======== Exercise data ========

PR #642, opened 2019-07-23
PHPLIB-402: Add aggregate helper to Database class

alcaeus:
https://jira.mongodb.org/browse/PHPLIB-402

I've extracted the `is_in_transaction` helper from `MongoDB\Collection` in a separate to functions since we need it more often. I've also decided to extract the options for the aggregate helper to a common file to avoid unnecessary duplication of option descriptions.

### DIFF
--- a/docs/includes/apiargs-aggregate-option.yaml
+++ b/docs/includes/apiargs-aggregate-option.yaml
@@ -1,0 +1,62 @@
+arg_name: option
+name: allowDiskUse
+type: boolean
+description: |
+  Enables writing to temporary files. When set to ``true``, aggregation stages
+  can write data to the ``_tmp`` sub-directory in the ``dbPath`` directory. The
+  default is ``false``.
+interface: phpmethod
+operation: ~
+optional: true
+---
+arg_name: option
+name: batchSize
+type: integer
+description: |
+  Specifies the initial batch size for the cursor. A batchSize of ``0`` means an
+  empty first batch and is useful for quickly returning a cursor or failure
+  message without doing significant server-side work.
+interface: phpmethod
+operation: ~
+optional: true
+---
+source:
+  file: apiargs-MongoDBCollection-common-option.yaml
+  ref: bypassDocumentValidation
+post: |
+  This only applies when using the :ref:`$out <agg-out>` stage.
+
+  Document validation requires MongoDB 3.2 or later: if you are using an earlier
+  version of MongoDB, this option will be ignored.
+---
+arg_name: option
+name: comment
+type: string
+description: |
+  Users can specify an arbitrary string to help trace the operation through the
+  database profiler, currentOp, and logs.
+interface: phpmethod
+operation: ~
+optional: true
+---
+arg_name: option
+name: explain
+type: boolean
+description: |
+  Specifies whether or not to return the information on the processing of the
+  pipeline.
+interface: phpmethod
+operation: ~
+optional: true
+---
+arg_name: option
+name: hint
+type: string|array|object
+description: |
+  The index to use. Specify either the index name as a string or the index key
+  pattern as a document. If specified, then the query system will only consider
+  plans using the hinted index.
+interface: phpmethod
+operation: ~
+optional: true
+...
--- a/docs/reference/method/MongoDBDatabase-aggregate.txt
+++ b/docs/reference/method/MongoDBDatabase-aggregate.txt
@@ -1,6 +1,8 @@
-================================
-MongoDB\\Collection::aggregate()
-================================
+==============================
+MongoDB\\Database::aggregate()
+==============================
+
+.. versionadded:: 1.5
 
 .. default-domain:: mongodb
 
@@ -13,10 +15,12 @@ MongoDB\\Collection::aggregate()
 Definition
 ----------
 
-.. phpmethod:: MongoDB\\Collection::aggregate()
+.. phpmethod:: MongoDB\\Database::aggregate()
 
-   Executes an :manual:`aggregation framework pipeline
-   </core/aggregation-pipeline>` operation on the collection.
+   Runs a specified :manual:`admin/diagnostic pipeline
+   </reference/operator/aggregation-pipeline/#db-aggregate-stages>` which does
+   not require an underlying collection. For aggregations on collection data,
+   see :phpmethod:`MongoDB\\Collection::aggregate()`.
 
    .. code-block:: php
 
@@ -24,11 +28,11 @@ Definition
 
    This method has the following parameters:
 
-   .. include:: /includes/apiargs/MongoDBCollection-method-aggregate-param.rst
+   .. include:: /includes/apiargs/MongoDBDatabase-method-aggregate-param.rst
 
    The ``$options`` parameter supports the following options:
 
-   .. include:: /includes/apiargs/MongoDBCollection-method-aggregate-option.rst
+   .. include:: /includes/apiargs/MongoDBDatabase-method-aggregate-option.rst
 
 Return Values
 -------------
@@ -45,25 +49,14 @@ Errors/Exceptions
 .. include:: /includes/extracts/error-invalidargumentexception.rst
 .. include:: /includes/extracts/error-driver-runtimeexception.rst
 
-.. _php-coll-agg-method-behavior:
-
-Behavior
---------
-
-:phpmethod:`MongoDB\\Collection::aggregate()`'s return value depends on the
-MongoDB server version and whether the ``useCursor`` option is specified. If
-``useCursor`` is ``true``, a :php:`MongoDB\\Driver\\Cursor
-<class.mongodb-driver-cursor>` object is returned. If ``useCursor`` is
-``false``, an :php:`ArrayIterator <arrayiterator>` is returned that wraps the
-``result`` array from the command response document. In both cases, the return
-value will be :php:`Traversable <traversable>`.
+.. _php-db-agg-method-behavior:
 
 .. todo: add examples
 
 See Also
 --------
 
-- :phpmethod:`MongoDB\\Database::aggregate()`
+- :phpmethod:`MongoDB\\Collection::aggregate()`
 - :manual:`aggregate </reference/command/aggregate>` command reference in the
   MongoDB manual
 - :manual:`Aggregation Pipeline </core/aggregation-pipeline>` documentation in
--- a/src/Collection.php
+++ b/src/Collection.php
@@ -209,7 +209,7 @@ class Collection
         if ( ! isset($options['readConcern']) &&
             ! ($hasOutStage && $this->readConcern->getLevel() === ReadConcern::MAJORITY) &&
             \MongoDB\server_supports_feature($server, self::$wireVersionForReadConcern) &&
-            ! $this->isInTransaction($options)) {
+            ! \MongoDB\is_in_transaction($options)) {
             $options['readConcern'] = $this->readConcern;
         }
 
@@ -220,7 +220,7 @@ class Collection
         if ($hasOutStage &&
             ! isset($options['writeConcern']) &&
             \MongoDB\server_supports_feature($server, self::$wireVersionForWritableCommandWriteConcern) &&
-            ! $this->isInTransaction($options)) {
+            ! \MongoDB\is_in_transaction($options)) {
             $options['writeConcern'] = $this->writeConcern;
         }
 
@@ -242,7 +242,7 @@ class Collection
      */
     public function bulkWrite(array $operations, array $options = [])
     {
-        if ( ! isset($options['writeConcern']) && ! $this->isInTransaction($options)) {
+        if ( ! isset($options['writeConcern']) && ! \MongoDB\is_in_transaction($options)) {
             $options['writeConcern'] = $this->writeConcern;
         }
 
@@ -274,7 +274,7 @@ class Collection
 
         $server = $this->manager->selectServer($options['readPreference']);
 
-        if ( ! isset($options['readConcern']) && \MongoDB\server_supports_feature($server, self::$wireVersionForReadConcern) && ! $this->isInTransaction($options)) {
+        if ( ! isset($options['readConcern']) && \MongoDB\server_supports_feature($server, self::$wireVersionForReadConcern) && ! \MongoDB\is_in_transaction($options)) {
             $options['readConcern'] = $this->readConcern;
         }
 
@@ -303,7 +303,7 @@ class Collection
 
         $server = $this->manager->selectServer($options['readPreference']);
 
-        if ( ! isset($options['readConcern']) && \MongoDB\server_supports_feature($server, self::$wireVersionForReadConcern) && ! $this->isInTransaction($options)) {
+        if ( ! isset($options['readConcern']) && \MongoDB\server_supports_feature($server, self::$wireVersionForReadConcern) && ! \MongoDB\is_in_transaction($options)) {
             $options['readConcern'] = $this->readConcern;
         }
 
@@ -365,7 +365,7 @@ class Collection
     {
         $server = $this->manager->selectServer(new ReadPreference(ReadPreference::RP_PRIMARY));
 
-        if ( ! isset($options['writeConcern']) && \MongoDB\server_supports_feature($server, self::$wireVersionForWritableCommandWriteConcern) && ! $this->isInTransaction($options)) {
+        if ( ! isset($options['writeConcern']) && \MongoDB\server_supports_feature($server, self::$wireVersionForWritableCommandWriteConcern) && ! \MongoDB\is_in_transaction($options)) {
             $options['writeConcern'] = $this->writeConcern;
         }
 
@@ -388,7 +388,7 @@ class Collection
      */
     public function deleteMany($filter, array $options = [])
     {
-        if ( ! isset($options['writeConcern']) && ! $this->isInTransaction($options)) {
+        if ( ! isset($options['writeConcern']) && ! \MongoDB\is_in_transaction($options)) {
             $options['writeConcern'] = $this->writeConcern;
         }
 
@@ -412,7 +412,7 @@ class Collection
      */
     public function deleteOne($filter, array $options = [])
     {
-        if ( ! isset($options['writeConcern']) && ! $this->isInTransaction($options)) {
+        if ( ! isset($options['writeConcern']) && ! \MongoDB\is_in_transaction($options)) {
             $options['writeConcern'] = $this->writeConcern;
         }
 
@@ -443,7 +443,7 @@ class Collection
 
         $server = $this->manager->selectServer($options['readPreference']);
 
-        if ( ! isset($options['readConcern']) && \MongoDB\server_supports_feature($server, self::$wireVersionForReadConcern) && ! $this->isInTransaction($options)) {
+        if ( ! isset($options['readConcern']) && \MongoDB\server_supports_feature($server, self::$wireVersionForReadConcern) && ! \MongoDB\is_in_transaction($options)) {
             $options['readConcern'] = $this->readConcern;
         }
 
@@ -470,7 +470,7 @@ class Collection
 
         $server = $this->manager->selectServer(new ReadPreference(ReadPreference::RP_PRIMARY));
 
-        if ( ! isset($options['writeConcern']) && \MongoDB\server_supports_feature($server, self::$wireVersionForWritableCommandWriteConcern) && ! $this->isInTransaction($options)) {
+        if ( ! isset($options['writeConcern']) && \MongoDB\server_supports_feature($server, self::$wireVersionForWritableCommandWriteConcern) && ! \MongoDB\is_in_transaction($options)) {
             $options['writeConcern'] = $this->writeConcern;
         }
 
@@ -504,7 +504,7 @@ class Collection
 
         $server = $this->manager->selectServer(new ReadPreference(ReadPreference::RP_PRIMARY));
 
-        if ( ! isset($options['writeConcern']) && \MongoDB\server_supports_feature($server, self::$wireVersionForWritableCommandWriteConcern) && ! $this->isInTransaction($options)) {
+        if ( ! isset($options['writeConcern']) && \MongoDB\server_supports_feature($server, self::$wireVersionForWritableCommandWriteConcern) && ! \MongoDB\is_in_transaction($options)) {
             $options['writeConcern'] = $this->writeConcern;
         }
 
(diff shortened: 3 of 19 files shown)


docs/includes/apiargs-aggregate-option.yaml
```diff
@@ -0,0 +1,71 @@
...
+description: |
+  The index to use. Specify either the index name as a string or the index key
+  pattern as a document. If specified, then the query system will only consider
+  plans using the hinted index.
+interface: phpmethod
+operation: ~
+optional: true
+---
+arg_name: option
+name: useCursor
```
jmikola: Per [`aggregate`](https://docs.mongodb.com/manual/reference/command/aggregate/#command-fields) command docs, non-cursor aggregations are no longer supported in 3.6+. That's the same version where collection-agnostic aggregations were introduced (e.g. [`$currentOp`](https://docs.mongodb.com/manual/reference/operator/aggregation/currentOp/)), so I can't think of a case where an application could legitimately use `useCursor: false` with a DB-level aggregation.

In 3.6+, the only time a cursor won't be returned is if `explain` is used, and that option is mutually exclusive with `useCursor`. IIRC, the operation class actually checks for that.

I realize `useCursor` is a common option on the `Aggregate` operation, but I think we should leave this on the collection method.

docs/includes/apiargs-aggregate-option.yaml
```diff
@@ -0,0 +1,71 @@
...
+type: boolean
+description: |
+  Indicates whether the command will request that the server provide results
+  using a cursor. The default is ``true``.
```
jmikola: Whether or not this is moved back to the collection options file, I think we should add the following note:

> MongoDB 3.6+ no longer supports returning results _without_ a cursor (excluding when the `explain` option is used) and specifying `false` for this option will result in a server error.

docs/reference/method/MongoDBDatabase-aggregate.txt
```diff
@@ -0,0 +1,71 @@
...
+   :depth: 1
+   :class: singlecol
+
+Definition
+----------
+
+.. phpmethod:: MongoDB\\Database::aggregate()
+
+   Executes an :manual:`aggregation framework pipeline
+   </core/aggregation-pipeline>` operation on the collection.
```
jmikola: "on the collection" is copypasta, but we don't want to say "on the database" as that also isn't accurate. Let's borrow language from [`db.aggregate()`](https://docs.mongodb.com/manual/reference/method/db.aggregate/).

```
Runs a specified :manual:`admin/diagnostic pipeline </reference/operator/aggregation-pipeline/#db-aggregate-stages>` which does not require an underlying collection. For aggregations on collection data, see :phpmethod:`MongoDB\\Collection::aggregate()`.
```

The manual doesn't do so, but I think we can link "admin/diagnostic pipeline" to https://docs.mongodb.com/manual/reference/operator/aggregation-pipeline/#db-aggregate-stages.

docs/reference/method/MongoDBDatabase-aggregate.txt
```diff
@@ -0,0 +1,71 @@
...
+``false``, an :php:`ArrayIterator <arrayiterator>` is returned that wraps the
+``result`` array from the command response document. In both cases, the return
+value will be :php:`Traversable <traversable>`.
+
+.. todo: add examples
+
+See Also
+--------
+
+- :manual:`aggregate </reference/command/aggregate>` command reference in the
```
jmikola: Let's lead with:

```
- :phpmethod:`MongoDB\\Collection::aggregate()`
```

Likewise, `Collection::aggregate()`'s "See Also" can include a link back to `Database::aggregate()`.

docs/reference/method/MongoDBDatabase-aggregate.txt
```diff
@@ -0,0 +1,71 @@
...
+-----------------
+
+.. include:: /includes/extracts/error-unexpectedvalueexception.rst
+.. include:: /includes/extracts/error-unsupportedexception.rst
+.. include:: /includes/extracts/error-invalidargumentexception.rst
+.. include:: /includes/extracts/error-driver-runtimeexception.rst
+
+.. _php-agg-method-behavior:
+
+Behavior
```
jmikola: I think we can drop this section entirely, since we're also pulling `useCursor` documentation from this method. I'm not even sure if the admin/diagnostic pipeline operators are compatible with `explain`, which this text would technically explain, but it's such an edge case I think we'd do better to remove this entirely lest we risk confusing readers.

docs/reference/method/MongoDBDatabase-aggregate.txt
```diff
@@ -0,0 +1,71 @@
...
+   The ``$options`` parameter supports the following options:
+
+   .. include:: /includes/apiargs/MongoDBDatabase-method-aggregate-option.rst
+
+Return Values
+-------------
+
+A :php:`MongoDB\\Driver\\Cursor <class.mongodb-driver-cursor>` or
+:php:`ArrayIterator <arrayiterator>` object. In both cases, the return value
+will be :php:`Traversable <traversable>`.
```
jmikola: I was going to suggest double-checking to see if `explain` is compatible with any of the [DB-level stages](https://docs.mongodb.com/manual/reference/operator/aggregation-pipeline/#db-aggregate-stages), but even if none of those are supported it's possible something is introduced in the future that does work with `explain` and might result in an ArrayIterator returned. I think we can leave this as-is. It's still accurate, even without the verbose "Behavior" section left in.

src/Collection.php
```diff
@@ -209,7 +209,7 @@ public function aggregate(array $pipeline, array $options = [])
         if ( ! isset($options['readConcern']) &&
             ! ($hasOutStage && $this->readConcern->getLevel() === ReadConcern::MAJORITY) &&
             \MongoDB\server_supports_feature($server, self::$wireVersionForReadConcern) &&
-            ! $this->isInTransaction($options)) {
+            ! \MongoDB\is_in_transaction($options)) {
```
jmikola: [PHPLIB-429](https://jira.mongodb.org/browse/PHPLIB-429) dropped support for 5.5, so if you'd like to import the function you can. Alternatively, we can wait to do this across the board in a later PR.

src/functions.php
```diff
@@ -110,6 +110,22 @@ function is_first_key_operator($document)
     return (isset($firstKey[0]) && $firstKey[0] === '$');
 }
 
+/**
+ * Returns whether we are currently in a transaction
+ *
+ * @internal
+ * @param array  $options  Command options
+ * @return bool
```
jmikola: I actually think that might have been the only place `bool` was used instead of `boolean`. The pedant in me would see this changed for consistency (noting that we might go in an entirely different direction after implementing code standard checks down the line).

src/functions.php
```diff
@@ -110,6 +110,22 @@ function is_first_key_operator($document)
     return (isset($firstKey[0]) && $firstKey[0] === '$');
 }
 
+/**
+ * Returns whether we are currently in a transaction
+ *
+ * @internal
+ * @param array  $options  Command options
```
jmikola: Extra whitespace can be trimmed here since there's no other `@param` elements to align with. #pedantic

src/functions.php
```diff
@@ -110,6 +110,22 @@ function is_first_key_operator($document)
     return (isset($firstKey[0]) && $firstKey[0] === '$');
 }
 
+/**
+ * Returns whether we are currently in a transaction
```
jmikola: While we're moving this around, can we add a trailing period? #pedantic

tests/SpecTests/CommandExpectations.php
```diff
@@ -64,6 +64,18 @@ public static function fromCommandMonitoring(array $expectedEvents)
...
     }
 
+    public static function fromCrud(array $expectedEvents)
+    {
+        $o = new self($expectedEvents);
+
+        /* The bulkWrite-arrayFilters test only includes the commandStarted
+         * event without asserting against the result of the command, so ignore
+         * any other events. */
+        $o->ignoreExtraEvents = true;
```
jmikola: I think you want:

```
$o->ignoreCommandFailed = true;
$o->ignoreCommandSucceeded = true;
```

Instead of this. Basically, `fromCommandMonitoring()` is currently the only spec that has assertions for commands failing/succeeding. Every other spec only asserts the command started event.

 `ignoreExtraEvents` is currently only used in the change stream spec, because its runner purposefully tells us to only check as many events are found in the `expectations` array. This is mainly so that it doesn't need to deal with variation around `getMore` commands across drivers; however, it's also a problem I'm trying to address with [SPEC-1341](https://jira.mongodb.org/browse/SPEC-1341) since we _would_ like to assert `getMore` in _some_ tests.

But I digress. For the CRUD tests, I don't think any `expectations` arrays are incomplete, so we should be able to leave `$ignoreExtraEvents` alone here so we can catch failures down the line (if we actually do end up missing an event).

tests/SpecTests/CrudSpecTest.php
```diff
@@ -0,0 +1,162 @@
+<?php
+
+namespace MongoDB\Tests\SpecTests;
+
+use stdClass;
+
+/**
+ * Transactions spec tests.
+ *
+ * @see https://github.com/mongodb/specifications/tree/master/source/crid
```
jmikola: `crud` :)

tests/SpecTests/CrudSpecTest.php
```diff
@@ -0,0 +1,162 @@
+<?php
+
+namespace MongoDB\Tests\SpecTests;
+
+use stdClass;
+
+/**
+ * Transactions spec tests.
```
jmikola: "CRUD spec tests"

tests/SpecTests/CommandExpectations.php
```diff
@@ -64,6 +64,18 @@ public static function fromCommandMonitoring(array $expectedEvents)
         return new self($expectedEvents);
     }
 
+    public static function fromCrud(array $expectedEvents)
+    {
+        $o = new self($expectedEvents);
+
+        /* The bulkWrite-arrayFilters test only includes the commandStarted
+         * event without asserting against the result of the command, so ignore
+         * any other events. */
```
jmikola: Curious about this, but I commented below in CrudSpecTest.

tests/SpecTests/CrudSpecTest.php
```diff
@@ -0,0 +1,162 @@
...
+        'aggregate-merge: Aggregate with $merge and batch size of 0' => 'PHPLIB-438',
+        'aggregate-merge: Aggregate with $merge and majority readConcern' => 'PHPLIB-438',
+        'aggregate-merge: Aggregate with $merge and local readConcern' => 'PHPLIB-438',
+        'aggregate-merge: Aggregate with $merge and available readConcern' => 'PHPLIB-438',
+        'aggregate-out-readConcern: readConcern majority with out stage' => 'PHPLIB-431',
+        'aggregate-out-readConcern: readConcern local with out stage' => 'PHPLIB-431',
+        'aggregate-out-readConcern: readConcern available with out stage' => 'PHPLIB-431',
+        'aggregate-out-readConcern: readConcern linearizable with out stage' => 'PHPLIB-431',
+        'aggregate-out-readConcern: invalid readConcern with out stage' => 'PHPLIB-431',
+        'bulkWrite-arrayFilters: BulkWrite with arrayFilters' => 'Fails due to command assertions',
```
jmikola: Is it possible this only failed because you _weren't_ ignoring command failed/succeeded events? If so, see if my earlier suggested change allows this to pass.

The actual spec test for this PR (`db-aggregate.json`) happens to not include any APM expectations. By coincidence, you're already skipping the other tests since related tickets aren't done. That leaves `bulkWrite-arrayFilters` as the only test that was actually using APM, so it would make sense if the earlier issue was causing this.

========
======== Exercise data ========

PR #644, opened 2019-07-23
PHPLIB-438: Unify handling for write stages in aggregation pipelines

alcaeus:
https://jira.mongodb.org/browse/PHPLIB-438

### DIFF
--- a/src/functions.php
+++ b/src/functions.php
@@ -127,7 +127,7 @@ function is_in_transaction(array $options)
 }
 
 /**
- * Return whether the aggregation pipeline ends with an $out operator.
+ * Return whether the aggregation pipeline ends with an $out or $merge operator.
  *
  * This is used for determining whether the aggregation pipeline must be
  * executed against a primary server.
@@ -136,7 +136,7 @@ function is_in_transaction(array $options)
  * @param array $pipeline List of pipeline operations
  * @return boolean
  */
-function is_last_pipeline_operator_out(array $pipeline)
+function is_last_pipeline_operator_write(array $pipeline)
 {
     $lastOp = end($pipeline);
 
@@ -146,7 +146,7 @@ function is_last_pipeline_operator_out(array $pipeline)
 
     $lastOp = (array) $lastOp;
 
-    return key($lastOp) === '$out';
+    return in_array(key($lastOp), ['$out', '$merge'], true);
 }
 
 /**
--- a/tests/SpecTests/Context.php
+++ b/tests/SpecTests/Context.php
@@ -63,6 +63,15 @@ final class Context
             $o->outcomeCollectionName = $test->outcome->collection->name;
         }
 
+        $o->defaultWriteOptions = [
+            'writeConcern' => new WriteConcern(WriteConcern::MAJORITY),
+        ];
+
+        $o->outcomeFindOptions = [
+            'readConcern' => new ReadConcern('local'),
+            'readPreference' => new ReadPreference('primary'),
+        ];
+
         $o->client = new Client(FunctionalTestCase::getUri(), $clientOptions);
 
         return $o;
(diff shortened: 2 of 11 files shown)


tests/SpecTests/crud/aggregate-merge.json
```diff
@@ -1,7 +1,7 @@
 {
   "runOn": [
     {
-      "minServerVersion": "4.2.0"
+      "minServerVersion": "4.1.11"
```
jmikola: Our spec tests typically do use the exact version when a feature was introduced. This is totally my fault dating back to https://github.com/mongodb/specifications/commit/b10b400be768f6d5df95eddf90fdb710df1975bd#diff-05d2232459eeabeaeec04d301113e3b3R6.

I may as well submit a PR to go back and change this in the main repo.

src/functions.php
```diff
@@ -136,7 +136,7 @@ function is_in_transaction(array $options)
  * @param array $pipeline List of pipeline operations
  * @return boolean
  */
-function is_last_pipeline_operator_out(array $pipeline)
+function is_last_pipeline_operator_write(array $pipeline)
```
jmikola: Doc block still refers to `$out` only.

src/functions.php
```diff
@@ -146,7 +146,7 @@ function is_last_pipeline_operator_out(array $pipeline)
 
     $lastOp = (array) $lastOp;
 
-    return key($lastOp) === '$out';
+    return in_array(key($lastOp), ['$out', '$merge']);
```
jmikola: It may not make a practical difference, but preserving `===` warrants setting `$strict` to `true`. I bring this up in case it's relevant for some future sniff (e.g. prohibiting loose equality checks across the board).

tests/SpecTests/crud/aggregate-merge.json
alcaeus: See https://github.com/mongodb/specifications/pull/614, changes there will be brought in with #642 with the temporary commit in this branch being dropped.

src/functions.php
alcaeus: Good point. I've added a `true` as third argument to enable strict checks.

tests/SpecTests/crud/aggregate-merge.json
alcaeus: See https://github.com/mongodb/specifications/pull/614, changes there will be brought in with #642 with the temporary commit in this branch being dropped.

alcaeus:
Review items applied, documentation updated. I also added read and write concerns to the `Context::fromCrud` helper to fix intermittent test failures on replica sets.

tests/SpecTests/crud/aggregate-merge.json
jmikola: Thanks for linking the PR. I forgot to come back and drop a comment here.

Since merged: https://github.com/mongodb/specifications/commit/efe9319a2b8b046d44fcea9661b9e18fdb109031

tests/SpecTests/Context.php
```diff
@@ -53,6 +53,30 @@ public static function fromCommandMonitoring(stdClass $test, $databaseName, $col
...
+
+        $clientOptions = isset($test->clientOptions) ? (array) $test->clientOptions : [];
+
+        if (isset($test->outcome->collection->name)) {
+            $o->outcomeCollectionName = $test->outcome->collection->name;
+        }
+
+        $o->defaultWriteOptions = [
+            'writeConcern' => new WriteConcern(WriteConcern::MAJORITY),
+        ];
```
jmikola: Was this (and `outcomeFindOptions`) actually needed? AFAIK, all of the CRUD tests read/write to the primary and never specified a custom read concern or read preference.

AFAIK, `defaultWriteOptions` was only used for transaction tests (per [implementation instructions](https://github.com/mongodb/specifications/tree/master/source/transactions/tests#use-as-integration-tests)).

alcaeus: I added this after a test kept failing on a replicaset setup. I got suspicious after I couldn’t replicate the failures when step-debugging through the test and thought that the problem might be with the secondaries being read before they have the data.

========

*What is being asked*: Copy the lines of the data above exactly as written, beginning with the line containing "PR #642, opened 2019-07-23" and ending with the line containing "https://jira.mongodb.org/browse/PHPLIB-402", and leave out all other lines.

*Exercise output*:
PR #642, opened 2019-07-23
PHPLIB-402: Add aggregate helper to Database class

alcaeus:
https://jira.mongodb.org/browse/PHPLIB-402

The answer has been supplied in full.